Tech companies use “persuasive design” to hook; psychologists say it’s unethical - jchin
https://www.vox.com/2018/8/8/17664580/persuasive-technology-psychology
======
nojvek
> I don’t think the general public is aware of it. I have so many parents who
> say they’ve lost kids’ [attention] to social media, but they have never
> heard of Dr. Fogg, and they definitely haven’t heard of persuasive design.
> But you can go onto LinkedIn and find psychologists working for Facebook,
> Instagram, and tons of gaming companies. There are so many psychologists
> doing persuasive design at Microsoft’s Xbox — just look at their team list.

> where Facebook openly talked about exploiting the emotions of teens,
> [tracking teens feeling “insecure,” “worthless,” “stressed,” “useless,” and
> like a “failure”]. They were bragging to stakeholders about their ability to
> do this.

When I go to restaurants nowadays, the adults would have a conversation but
>50% the kids are glued to their personal ipads or parents phone playing
games, watching cartoons or something else.

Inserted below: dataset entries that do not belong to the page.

PR #271, opened 2024-02-02
Launch lstchain_cherenkov_transparency.py script as a new step of closer

marialainez:


src/osa/scripts/closer.py
```diff
@@ -157,6 +158,12 @@ def post_process(seq_tuple):
         list_job_id = merge_dl1_datacheck(seq_list)
         daily_datacheck(daily_longterm_cmd(list_job_id))
 
+    # Wait 5 minutes for the longterm DL1 datacheck file to be produced
+    time.sleep(300)
+
+    # Update longterm DL1 datacheck file with cherenkov_transparency script
+    cherenkov_transparency()
```
morcuended, line 165: better to add a slurm dependency between both jobs as done between runwise dl1 checks and the daily longterm check jobs

src/osa/scripts/closer.py
```diff
@@ -157,6 +158,12 @@ def post_process(seq_tuple):
         list_job_id = merge_dl1_datacheck(seq_list)
         daily_datacheck(daily_longterm_cmd(list_job_id))
```
morcuended, line 159: so daily_datacheck function should return the job_id then pass it to `cherenkov_transparency` which should call sbatch as 
```python
        "sbatch",
        "-D",
        options.directory,
        "-o",
        "log/cherenkov_transparency_%j.log",
        f"--dependency=afterok:{longterm_job_id)}",
        "lstchain_cherenkov_transparency",
        "blabla"
```

morcuended (changes requested):
looks good, just try to implement the job dependency

src/osa/scripts/closer.py
```diff
@@ -484,6 +486,39 @@ def daily_datacheck(cmd: List[str]):
     log.info("Daily dl1 checks using longterm script.")
     log.debug(f"Executing {stringify(cmd)}")
 
+    if not options.simulate and not options.test and shutil.which("sbatch") is not None:
+        job = subprocess.run(cmd, check=True)
```
morcuended, line 490: One last thing, in order to sbatch to return the job id, you need to add `--parsable` argument after sbatch cmd in `daily_longterm_cmd` like:

```
"sbatch",
"--parsable",
"-D",
options.directory,
"-o",
...
```

morcuended (changes requested):

morcuended (approved):
I think it should work like this

morcuended:
Test is failing because the expected command in it does not contain the `--parsable`. Please add it to the expected command.

morcuended (approved):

There's so many things that hit for our attention daily it's kind of crazy.
When we have an entire generation of kids growing up glued to their
smartphones using only a couple of apps that bombard them with ads daily, I
wonder what happens?

I believe "commercial free childhood" campaign has a solid premise:
[https://www.commercialfreechildhood.org/](https://www.commercialfreechildhood.org/).
We should control Technology, not the other way round.